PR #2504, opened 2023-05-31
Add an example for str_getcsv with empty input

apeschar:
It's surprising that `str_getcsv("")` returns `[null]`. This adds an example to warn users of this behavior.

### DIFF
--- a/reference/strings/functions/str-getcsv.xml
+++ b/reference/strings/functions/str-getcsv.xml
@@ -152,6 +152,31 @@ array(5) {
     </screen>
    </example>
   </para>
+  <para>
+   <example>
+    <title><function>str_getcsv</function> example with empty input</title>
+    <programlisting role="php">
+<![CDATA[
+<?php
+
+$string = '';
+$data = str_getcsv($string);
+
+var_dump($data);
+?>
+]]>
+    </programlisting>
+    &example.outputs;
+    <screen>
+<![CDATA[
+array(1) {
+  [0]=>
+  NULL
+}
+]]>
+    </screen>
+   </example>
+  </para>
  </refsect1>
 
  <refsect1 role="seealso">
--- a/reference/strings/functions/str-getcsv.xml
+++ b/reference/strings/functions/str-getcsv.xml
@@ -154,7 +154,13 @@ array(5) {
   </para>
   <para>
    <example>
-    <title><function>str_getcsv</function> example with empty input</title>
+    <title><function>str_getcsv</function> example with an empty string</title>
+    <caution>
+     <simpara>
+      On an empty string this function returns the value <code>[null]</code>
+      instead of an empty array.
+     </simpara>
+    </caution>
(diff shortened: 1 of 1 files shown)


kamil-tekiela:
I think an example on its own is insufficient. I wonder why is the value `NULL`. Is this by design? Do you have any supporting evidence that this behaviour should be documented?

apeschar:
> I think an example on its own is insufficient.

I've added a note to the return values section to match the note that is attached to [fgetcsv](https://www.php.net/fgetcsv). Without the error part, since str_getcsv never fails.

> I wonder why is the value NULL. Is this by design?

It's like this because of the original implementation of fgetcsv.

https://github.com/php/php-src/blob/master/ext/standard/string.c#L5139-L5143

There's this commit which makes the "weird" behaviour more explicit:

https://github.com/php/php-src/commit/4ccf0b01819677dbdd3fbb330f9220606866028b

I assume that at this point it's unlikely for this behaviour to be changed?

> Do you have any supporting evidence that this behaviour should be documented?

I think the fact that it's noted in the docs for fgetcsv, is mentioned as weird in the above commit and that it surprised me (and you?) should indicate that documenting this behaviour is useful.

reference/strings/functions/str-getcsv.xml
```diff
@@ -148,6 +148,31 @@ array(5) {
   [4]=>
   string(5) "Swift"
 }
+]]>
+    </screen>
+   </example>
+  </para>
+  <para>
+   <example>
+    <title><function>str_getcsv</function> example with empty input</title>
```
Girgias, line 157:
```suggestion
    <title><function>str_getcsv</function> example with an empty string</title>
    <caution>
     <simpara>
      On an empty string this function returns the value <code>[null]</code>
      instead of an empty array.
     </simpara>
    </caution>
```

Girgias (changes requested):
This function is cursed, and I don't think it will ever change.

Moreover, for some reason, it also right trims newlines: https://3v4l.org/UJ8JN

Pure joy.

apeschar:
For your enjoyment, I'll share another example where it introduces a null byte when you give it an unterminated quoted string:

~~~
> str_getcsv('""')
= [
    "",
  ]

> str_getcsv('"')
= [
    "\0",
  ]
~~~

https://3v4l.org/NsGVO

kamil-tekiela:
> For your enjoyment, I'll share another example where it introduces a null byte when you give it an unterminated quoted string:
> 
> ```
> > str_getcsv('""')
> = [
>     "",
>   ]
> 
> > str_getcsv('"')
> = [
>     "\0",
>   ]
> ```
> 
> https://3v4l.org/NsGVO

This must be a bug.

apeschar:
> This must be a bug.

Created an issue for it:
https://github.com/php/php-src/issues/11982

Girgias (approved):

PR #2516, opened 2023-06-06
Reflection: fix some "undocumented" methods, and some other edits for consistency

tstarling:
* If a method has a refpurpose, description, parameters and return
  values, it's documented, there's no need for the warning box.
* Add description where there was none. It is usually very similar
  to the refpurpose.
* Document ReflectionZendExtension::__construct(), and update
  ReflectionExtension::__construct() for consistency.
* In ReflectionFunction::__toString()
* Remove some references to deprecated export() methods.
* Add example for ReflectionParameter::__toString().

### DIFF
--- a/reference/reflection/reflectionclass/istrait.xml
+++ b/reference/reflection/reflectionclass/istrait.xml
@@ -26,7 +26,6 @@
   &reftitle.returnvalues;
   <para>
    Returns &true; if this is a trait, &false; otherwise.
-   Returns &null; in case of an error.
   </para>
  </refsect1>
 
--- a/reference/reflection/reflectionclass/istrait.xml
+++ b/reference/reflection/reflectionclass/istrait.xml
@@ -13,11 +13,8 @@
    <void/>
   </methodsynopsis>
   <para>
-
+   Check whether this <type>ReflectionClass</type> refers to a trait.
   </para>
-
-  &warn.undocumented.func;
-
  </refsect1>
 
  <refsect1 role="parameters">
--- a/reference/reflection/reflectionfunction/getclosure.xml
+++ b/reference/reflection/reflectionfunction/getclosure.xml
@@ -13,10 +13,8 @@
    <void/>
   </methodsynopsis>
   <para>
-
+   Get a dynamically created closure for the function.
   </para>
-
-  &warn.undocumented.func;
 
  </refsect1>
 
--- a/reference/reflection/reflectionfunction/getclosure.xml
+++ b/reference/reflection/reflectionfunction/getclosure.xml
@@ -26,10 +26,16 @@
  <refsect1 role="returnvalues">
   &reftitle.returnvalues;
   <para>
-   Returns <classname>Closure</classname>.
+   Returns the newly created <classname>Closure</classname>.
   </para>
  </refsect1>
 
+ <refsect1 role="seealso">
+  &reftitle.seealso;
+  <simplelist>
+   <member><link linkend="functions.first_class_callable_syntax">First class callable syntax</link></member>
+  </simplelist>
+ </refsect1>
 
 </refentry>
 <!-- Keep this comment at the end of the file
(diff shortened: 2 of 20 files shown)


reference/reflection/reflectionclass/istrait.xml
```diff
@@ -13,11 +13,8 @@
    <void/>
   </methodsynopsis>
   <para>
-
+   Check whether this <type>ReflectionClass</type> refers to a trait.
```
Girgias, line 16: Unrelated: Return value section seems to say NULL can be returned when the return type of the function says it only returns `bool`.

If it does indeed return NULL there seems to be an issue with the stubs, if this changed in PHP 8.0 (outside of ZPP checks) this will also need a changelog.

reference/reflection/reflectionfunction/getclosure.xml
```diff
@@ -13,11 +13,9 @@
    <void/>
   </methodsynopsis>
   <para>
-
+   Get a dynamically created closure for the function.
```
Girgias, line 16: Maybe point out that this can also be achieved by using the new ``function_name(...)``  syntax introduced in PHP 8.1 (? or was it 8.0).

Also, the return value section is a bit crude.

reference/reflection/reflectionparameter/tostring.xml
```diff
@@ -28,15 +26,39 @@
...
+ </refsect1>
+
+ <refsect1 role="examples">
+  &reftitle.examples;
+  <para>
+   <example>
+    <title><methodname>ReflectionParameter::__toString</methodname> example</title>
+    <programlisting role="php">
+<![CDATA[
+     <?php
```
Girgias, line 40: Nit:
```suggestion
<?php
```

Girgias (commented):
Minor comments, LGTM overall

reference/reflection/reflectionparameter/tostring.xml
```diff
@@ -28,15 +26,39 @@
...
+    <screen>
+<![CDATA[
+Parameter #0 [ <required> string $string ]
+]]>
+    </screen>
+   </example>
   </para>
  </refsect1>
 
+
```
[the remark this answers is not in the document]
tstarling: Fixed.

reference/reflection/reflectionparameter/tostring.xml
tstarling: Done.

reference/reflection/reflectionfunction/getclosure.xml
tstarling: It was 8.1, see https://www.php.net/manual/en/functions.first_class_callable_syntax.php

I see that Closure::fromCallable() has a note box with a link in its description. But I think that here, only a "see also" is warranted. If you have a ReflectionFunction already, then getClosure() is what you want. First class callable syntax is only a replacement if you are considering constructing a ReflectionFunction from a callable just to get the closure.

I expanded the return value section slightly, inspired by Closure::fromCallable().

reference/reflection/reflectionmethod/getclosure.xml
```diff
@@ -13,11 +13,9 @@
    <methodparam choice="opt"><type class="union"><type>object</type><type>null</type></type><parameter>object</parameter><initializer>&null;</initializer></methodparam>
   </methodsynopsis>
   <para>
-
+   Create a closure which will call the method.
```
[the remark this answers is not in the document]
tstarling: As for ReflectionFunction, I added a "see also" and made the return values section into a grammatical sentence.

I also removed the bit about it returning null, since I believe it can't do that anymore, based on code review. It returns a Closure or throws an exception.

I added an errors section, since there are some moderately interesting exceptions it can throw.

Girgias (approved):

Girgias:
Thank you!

★ ★ ★ ★ ★

• Activity: Everything from the first line of the data through the line containing "I've added a" should be echoed exactly. Add nothing.

• Written response:
PR #2504, opened 2023-05-31
Add an example for str_getcsv with empty input

apeschar:
It's surprising that `str_getcsv("")` returns `[null]`. This adds an example to warn users of this behavior.

### DIFF
--- a/reference/strings/functions/str-getcsv.xml
+++ b/reference/strings/functions/str-getcsv.xml
@@ -152,6 +152,31 @@ array(5) {
     </screen>
    </example>
   </para>
+  <para>
+   <example>
+    <title><function>str_getcsv</function> example with empty input</title>
+    <programlisting role="php">
+<![CDATA[
+<?php
+
+$string = '';
+$data = str_getcsv($string);
+
+var_dump($data);
+?>
+]]>
+    </programlisting>
+    &example.outputs;
+    <screen>
+<![CDATA[
+array(1) {
+  [0]=>
+  NULL
+}
+]]>
+    </screen>
+   </example>
+  </para>
  </refsect1>
 
  <refsect1 role="seealso">
--- a/reference/strings/functions/str-getcsv.xml
+++ b/reference/strings/functions/str-getcsv.xml
@@ -154,7 +154,13 @@ array(5) {
   </para>
   <para>
    <example>
-    <title><function>str_getcsv</function> example with empty input</title>
+    <title><function>str_getcsv</function> example with an empty string</title>
+    <caution>
+     <simpara>
+      On an empty string this function returns the value <code>[null]</code>
+      instead of an empty array.
+     </simpara>
+    </caution>
(diff shortened: 1 of 1 files shown)


kamil-tekiela:
I think an example on its own is insufficient. I wonder why is the value `NULL`. Is this by design? Do you have any supporting evidence that this behaviour should be documented?

apeschar:
> I think an example on its own is insufficient.

I've added a note to the return values section to match the note that is attached to [fgetcsv](https://www.php.net/fgetcsv). Without the error part, since str_getcsv never fails.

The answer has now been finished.